Es la playa maravillosa, en verdad. No hemos visto jamás –¡en nuestra Cuba! –cielo más hermoso y radiante. Ni agua tan límpida y fresca. Ni arena tan blanca y fina. La ancha franja de la costa arenosa, se pierde a uno y otro lado...
Las ondas, ora tranquilas, ora ligeramente encrespadas, van y vienen en un ritornello interminable. Sobre ellas, al herirlas con sus rayos, pone la antorcha deslumbradora del sol mil cambiantes de irisados destellos, cual sobre las facetas de prodigioso diamante. Ya son de plata las ondas; ya tienen los múltiples colores del nácar de las conchas o de las perlas; ya azules, como los ojos de las rubias, o las campánulas de primavera, o los zafiros, amados del poeta; ya verdes, del verde claro y límpido, como la mirada de Astartea o del verde pálido de las esmeraldas cabujón, o del verde lechoso de los crisopacios...
La brisa vespertina empieza a agitar las ondas.
A veces, breves y amorosas, al besar la playa, semejan los mimos, las caricias y los halagos de la mujer amada, que en los momentos liminares de la hora propicia trata de embriagarnos primero, para enloquecernos después, poseída del embrujamiento y fascinante sortilegio que ejerce sobre nosotros: Ahora, blandas, se mueven, como
un seno de mujer a quien incita
levemente el deseo...;
luego son juguetonas y alegres como las sonrisas y las miradas provocadoras de una niña coqueta...

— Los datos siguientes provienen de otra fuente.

PR #678, opened 2026-04-23
Add CICS LINK statement

Lotes:
Added the first and most used CICS statement "LINK".

Every statement is made of multiple specifications like "PROGRAM(A)" or "DATALENGTH(B)". Here A and B are data values. Each data value rule has a certain type in mind (data VALUE seems to be a number, data AREA seems to be a string, names are also strings... let's see if this terminology works).

I grouped the rules into 3 sections: statements, specifications and data values (hopefully we will reuse all of them).

Another thing is the anyOrder helper function: For LINK it was not important in which order the specifications came up, so I asked for all of them in any order. Duplicates get a diagnostic, but the parsing will not be stopped.


packages/language/src/preprocessor/instruction-interpreter.ts
```diff
@@ -598,6 +602,31 @@ function runSqlHostVariableInstruction(
...
+    startColumn,
+    // Start and end position are the same
+    startOffset,
+    startLine,
+    startColumn,
+    undefined,
+  );
+  // Emit both tokens now
+  context.tokens.push(varMarkerToken, token);
+}
```
msujew, line 614: Suggestion: Extract this into a common function? Like `emitSyntheticToken(context, token, type)`.

packages/language/src/parser/cics-parser.ts
```diff
@@ -14,20 +14,414 @@ import * as t from "./tokens";
...
+      const unknownStatement = ast.createEmbeddedUnknownStatement();
+      traverseAllNodes(cicsAst, (node) => {
+        if (node.kind === ast.SyntaxKind.CicsReferenceItem && node.ref) {
+          const token = node.ref.token;
+          token.immediateFollow = false;
+          unknownStatement.hostVariables.push(token);
+        }
+        return TraversalState.Continue;
+      });
+      execStatement.content = unknownStatement;
```
msujew: Question: This looks quite hacky. What is this supposed to do exactly? I would expect the `cicsAst` to be the content of the `execStatement`.

Lotes: The `token.immediateFollow = false;` was copied from the SQL equivalent.

The AST is thrown away, since we only need the variables so far. But I can readd it of course.

Lotes: Added the AST + variables.

packages/language/src/parser/cics-parser.ts
```diff
@@ -14,20 +14,414 @@ import * as t from "./tokens";
...
-    CstNodeKind.ExecCicsStatement_Semicolon,
-    t.Semicolon,
-  );
+  if (state.canConsumeFirst(cicsStatement.first())) {
+    const cicsAst = cicsStatement.rule(state);
+    if (cicsAst) {
+      traverseAllNodes(cicsAst, (node) => {
+        if (node.kind === ast.SyntaxKind.CicsReferenceItem && node.ref) {
+          const token = node.ref.token;
+          token.immediateFollow = false;
```
msujew: Suggestion: Setting `token.immediateFollow` to `false` should be done during the parsing of `cicsReferenceItem` already. We probably want to refactor this part eventually, and moving it to `cicsReferenceItem` itself is more maintainable.

msujew (approved):
Thanks, just one minor change, see below.

PR #681, opened 2026-04-28
Improve error messages for qualified names

### LINKED ISSUE #671: SQLCA and SQLDA
We had SQLCA and SQLDA built-in support  before implementing #391 .
This should not impact previous way of working. 

Below code should give correct IBM code 
e.g. `IBM1623I S       6.0  The SQLCODE is unknown`.  or 
 `IBM1623I S       6.0    The dot-qualified reference SQLCA.SQLCODE is unknown.` 
once hover-overed

Image

msujew:
Closes https://github.com/zowe/zowe-pli-language-support/issues/671

Simply adds additional checking for member calls/qualified name calls that improve the error message. Previously, we generated an error on each segment of a member call. Now we simply generate a single error for the whole reference.

### DIFF
--- a/packages/language/test/fourslash/linker/partial-declared-qualified.ts
+++ b/packages/language/test/fourslash/linker/partial-declared-qualified.ts
@@ -13,6 +13,9 @@
 
 // @wrap: main
 //// DCL A FIXED BIN;
+//// DCL 1 X, 2 Y FIXED BIN;
 //// <|A.B|> = 1;
+//// <|X.Y.Z.W|> = 1;
 
 verify.expectExclusiveDiagnosticsAt("A.B", code.Severe.IBM1623I);
+verify.expectExclusiveDiagnosticsAt("X.Y.Z.W", code.Severe.IBM1623I);
--- a/packages/language/test/fourslash/linker/partial-declared-qualified.ts
+++ b/packages/language/test/fourslash/linker/partial-declared-qualified.ts
@@ -12,6 +12,7 @@
 /// <reference path="../framework.ts" />
 
 // @wrap: main
+//// DCL A FIXED BIN;
 //// <|A.B|> = 1;
 
 verify.expectExclusiveDiagnosticsAt("A.B", code.Severe.IBM1623I);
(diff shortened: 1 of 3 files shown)


packages/language/test/fourslash/linker/partial-declared-qualified.ts
```diff
@@ -0,0 +1,18 @@
...
+ *
+ */
+
+/// <reference path="../framework.ts" />
+
+// @wrap: main
+//// DCL A FIXED BIN;
+//// <|A.B|> = 1;
+
+verify.expectExclusiveDiagnosticsAt("A.B", code.Severe.IBM1623I);
```
Lotes, line 20: Is this also possible for a missing structure member? Such that you have 3 or more parts: `a1.a2.a3. ...`

msujew: I don't follow. Can you give a more extensive example?

Lotes: Maybe I misunderstood the code, but I was wondering why this linking error only goes 2 levels deep.

```
DCL 1 PERSON,
      2 NAME CHARACTER(10),
      2 AGE FIXED,
      2 IDs,
        3 PERSO_NUM FIXED,
        ...;
```

Try to link
* "PERSON.NO_MEMBER"
* or "PERSON.NAME.NO_MEMBER"
* or "PERSON.IDs.NO_MEMBER"
* or "PERSON.IDs.PERSO_NUM.NO_MEMBER"

I was thinking this PR is about these FQNs, too.

msujew: It does work for more than just 2 levels. I can adjust the test for this case, but the test is supposed to show that even if `A` is defined, the full `A.B` reference receives an error. Previously, the language server only flagged the `B` reference part.

Lotes: Oki Doki! Thanks for adjusting the test. Good that it works.

Lotes (approved):
LGTM, thank you.

PR #683, opened 2026-04-28
Add documentation for builtin type functions

### LINKED ISSUE #679: Add documentation for builtin type functions
There is a handful of type functions that are not covered yet. Since they are handled differently, let's handle them in a extra task/PR.

We need the hover request and the signature help.

@msujew I overlooked the Type builtin functions (there are linking errors). I am not sure about these yet. They take types and not values. I think we should add them in a separate PR.

_Originally posted by @Lotes in https://github.com/zowe/zowe-pli-language-support/issues/677#issuecomment-4326876580_

Lotes:
Closes #679

### DIFF
--- a/code_samples/plugin-example/builtins.pli
+++ b/code_samples/plugin-example/builtins.pli
@@ -68,6 +68,9 @@
 
  CALL QUICKSORT(BITS, 1, 30);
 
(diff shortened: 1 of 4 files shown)


msujew (approved):
Great 👍

PR #685, opened 2026-04-28
Bugfix: Crashes on type system

### LINKED ISSUE #682: ls crashed on certain files
Once we open below file language server crashes, sample file is provided

Lotes:
Closes #682

I still get an "Maximum call stack size exceeded.", but for a different problem around a 1M LOC file on my machine.


packages/language/src/typesystem/composite-type-builder.ts
```diff
@@ -97,6 +97,16 @@ export class DefaultCompositeTypeBuilder implements CompositeTypeBuilder {
...
+    //required for "generic" parameters only coming from builtin functions
+    const isDataTypeGeneric =
+      attributes.witnesses.witnesses[AttributeKind.DataTypeIsGeneric]?.value ??
+      false;
+    if (isDataTypeGeneric) {
+      const dataType =
+        attributes.witnesses.witnesses[AttributeKind.DataType]?.value ??
+        DataType.Unknown;
+      return dataType === DataType.Structure || dataType === DataType.Union;
+    }
```
msujew, line 107: Suggestion: I don't believe those null-coalescing operators are required here, due to the thruthyness check and direct comparisons.
```suggestion
    const isDataTypeGeneric = attributes.witnesses.witnesses[AttributeKind.DataTypeIsGeneric]?.value;
    if (isDataTypeGeneric) {
      const dataType = attributes.witnesses.witnesses[AttributeKind.DataType]?.value;
      return dataType === DataType.Structure || dataType === DataType.Union;
    }
```

msujew (approved):
Looks good to me 👍

PR #6072, opened 2026-07-13
fix(minor-safety): point minor-review endpoints at the relay-manager host

mbradley:
Closes divinevideo/divine-relay-manager#108

## what

the minor-account-review gate has been silently dead in production: the app calls /v1/account/moderation-status and /v1/minor-review-cases/{id}/parent-contact on the main backend host, which 404s them. MinorAccountReviewRepository fails open to active by design, so restricted accounts are never gated and the review/appeal screen is unreachable.

those endpoints live on the relay-manager worker. this PR routes the two calls through EnvironmentConfig.relayManagerApiUrl, the repo's existing env-aware model of that host (local dev worker, api-relay-staging, api-relay-prod), injected into ApiService as a required constructor param and wired through apiServiceProvider from the reactive currentEnvironmentProvider.

## why this shape

- verified live before changing anything: api.divine.video/v1/account/moderation-status is 404 (the host is funnelcake behind GKE nginx, no /v1/account routes), while api-relay-prod.divine.video answers 401 unauthenticated on the exact same path, meaning the worker serves it and just wants NIP-98. only the host was wrong.
- a client-side fix keeps NIP-98 consistent for free: the app signs the URL it calls, and the worker validates the signed URL against the request URL. any server-side proxy would break that validation unless the worker learned the public host.
- reuse over a new config: the first cut added a MODERATION_API_URL dart-define pinned to prod; review caught that the repo already models this host per environment (the Zendesk JWT flow consumes relayManagerApiUrl for NIP-98 calls to the same worker), and a prod pin would have sent staging/local/env-switched builds' signed minor-review traffic into prod D1. the constructor param is required, so no build can silently fall back to the wrong host, which is the exact bug class this PR fixes.

## behavior by environment

- production builds: api-relay-prod, gate goes live (this is the fix).
- staging builds: api-relay-staging. correction from the relay-manager#174 review: the staging worker's /v1 paths bypass CF Access (verified live; devices must reach them), so staging builds exercise the gate end-to-end against staging data. the kDebugMode local override service remains available for simulating gate states without backend setup.
- local stack: the local relay-manager dev worker (which serves these endpoints), so full local QA works.
- developer environment switcher: applies live (provider watches the environment).

## verification

- TDD both rounds: the host-assertion test previously pinned the wrong host (api.divine.video); it now pins api-relay-prod for the prod config, the parent-contact test gained host+path assertions (it previously asserted neither), and an injection test pins that a staging base URL routes to api-relay-staging (env-awareness at the service boundary).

En ocasiones, cuando el mar agitado levanta montañas de espumas, las olas parecen manadas de blancos corceles, que encabritados, trotan, magníficos, hacia la playa cercana...
Del Club empiezan a salir los temporadistas. Es la hora del baño.
Una mujer se adelanta, airosa y gentil, hacia la playa. Va vestida de blanco, la saya muy corta, dejando ver, aprisionada por la transparente media, la pierna estatuaria. La sombrilla de seda, a rayas blancas y azules, que ella maneja con gracia y donaire encantadores ya dejándola descansar sobre los hombros ya moviéndola de uno a otro lado, más parece servirle como complemento a su toilette que para defenderse de los últimos y tenues rayos del sol, que encendido, como bola de fuego, se va sumergiendo, lenta, muy lentamente, tras el lejano horizonte...
Pasa junto a mí, enervándome con su perfume. Es alta, delgada, flexible, tipo de la mujer pasional nacida para el amor, fuente de placer y de vida: la musa de carne y hueso que cantó Darío.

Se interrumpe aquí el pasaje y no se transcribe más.